The job is to find each line in the entries holding the string "adding" and copy that line.

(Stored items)
Start of Block

PR #632, opened 2018-08-21
[followup #630] require uglifier

MaximilianMeister:
the constant `Uglifier` is not accessible when opening a
rails console or running a rake command

fix#uglifier

## Follow up of

https://github.com/kubic-project/velum/pull/630

@jordimassaguerpla a more elegant **nitpicky** solution would probably be to only configure `Uglifier` when we precompile the assets, as during runtime we don't really need it. But since we dont have the `PACKAGING` env anymore, we don't have an easy way to determine if we're about to precompile or not. it would look like this:

```ruby
...
  if ENV["PACKAGING"]
    config.assets.js_compressor = Uglifier.new(harmony: true)
  end
...
```

On the other hand it might not be an issue to load `Uglifier` during the rails console session, as during runtime it seems to be loaded and accessible already

### DIFF
--- a/config/environments/production.rb
+++ b/config/environments/production.rb
@@ -19,7 +19,9 @@ Rails.application.configure do
   config.serve_static_files = ENV["RAILS_SERVE_STATIC_FILES"].present?
 
   # Compress JavaScripts and CSS.
-  config.assets.js_compressor = Uglifier.new(harmony: true)
+  if ENV["RPM_BUILD_ROOT"]
+    config.assets.js_compressor = Uglifier.new(harmony: true)
+  end
   # config.assets.css_compressor = :sass
 
   # include svg in the precompile


MaximilianMeister:
> View changes 
> Do we require uglifier in production? I thought this was needed when compiling the assets.

It's only used to compile/compress the assets. but nevertheless this file is parsed, and (at least) the constant `Uglifier` needs to be loaded

jordimassaguerpla:
uglifier is in the assets group. IIRC this group won't be installed on a production environment, thus requiring uglifier will break the RPM. Am I missing something?

MaximilianMeister:
> uglifier is in the assets group. IIRC this group won't be installed on a production environment, thus requiring uglifier will break the RPM. Am I missing something?

@jordimassaguerpla that makes total sense, maybe it's a devsetup issue. when i run `docker exec -it $(docker ps | grep "velum-dashboard" | awk '{print $1}') entrypoint.sh bash -c "export RAILS_ENV=production; bundle exec rails c"` I get this error. and look at the RAILS_ENV here ... :thinking:

config/environments/production.rb
```diff
@@ -19,7 +19,9 @@
   config.serve_static_files = ENV["RAILS_SERVE_STATIC_FILES"].present?
 
   # Compress JavaScripts and CSS.
-  config.assets.js_compressor = Uglifier.new(harmony: true)
+  if ENV["RPM_BUILD_ROOT"]
+    config.assets.js_compressor = Uglifier.new(harmony: true)
+  end
```
MaximilianMeister: @jordimassaguerpla what about this workaround ? this should ensure that it's only called during build time

jordimassaguerpla: If that works, lgtm

PR #634, opened 2018-08-21
Updates to prevent auto complete from filling out LDAP fields

Klaven:
A extra text field was added to break up the form flow to keep firefox from auto filling in the user name and password. this extra field was then hidden by css. if hidden in the HTML firefox would know and still auto fill.

### DIFF
--- a/app/views/settings/dex_connector_ldaps/_form.html.slim
+++ b/app/views/settings/dex_connector_ldaps/_form.html.slim
@@ -53,14 +53,17 @@
     = error_messages_for(@certificate_holder, :bind_anon)
 
   .ldap-dn-authentication.collapse class="#{'in' if !@certificate_holder.bind_anon}" id="anonymous_bind_toggle" aria-expanded="true"
-    .form-group class="#{error_class_for(@certificate_holder, :bind_dn)}"
+    .form-group class="#{error_class_for(@certificate_holder, :bind_dn)}" autocomplete="nope"
       = f.label :bind_dn, "DN"
       = f.text_field :bind_dn, class: "form-control", value: @certificate_holder.bind_dn, required: !@certificate_holder.bind_anon, disable: @certificate_holder.bind_anon
       = error_messages_for(@certificate_holder, :bind_dn)
 
-    .form-group class="#{error_class_for(@certificate_holder, :bind_pw)}"
+
+    .form-group class="#{error_class_for(@certificate_holder, :bind_pw)}" autocomplete="nope"
       = f.label :bind_pw, "Password"
-      = f.password_field :bind_pw, class: "form-control", value: @certificate_holder.bind_pw, required: !@certificate_holder.bind_anon, disable: @certificate_holder.bind_anon
+        / This is done to keep firefox from auto filling saved creditials.
+      = f.text_field :bind_pw, class: "form_control settings-hidden", value:"none" 
+      = f.password_field :bind_pw, class: "form-control", value: @certificate_holder.bind_pw, required: !@certificate_holder.bind_anon, disable: @certificate_holder.bind_anon, autocomplete: "new-password"
       = error_messages_for(@certificate_holder, :bind_pw)
 
   hr
--- a/app/assets/stylesheets/pages/settings.scss
+++ b/app/assets/stylesheets/pages/settings.scss
@@ -13,6 +13,11 @@ $sidebar-item-highlight: #00c081;
   z-index: 10;
 }
 
+//used to make elements hidden
+.settings-hidden {
+  display: none
+}
+
 .settings-sidebar-section {
   .title {
     color: $sidebar-section-title;


app/views/settings/dex_connector_ldaps/_form.html.slim
```diff
@@ -53,14 +53,17 @@
     = error_messages_for(@certificate_holder, :bind_anon)
 
   .ldap-dn-authentication.collapse class="#{'in' if !@certificate_holder.bind_anon}" id="anonymous_bind_toggle" aria-expanded="true"
-    .form-group class="#{error_class_for(@certificate_holder, :bind_dn)}"
+    .form-group class="#{error_class_for(@certificate_holder, :bind_dn)}" autocomplete="nope"
```
vitoravelino: I'd move this to the text field below instead of the form group.

vitoravelino: There's no advantage on putting this in the `.form-group` div element. I suggest you to move it directly to the input text field element.

app/views/settings/dex_connector_ldaps/_form.html.slim
```diff
@@ -53,14 +53,17 @@
...
       = f.text_field :bind_dn, class: "form-control", value: @certificate_holder.bind_dn, required: !@certificate_holder.bind_anon, disable: @certificate_holder.bind_anon
       = error_messages_for(@certificate_holder, :bind_dn)
 
-    .form-group class="#{error_class_for(@certificate_holder, :bind_pw)}"
+
+    .form-group class="#{error_class_for(@certificate_holder, :bind_pw)}" autocomplete="nope"
       = f.label :bind_pw, "Password"
-      = f.password_field :bind_pw, class: "form-control", value: @certificate_holder.bind_pw, required: !@certificate_holder.bind_anon, disable: @certificate_holder.bind_anon
+        / This is done to keep firefox from auto filling saved creditials.
+      = f.text_field :bind_pw, class: "form_control settings-hidden", value:"none"
```
vitoravelino: Is this really necessary?

app/views/settings/dex_connector_ldaps/_form.html.slim
vitoravelino: I also read about adding an invalid option to enforce non-autocompletion but a simply `off` would do the job, no? I'm not aware of the unexpected behavior scenarios. Did you face any?

app/views/settings/dex_connector_ldaps/_form.html.slim
```diff
@@ -53,14 +53,17 @@
...
       = error_messages_for(@certificate_holder, :bind_dn)
 
-    .form-group class="#{error_class_for(@certificate_holder, :bind_pw)}"
+
+    .form-group class="#{error_class_for(@certificate_holder, :bind_pw)}" autocomplete="nope"
       = f.label :bind_pw, "Password"
-      = f.password_field :bind_pw, class: "form-control", value: @certificate_holder.bind_pw, required: !@certificate_holder.bind_anon, disable: @certificate_holder.bind_anon
+        / This is done to keep firefox from auto filling saved creditials.
+      = f.text_field :bind_pw, class: "form_control settings-hidden", value:"none" 
+      = f.password_field :bind_pw, class: "form-control", value: @certificate_holder.bind_pw, required: !@certificate_holder.bind_anon, disable: @certificate_holder.bind_anon, autocomplete: "new-password"
```
vitoravelino: As the one above, I'd suggest to use the autocomplete attribute directly into the input field instead of a wrapper div element. So you can keep this one and remove the other from the wrapper.

app/views/settings/dex_connector_ldaps/_form.html.slim
nanoscopic: Using "off" is not sufficient. It works in Chrome to fix the problem but not Firefox. The extra field seems unnecessary but we determined it is needed to correct the bug.

app/views/settings/dex_connector_ldaps/_form.html.slim
nanoscopic: Yes it is necessary.

vitoravelino: Ok. I think I gotcha. If that's necessary, there's a better trick to do that instead of adding a text field and hiding it via css. Try to use a `hidden_field` instead of `text_field`. With that change you can remove the `settings-hidden` class from css too.

nanoscopic: A field that is hidden does not work. We tried that. This is the solution.

app/views/settings/dex_connector_ldaps/_form.html.slim
nanoscopic: It should be on the form as well for completeness for some browsers in some scenarios. This is a micro-optimization. There is no need to remove this as it doesn't hurt anything and potentially helps.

End of Block

Answer to the exercise
vitoravelino: I also read about adding an invalid option to enforce non-autocompletion but a simply `off` would do the job, no? I'm not aware of the unexpected behavior scenarios. Did you face any?
vitoravelino: Ok. I think I gotcha. If that's necessary, there's a better trick to do that instead of adding a text field and hiding it via css. Try to use a `hidden_field` instead of `text_field`. With that change you can remove the `settings-hidden` class from css too.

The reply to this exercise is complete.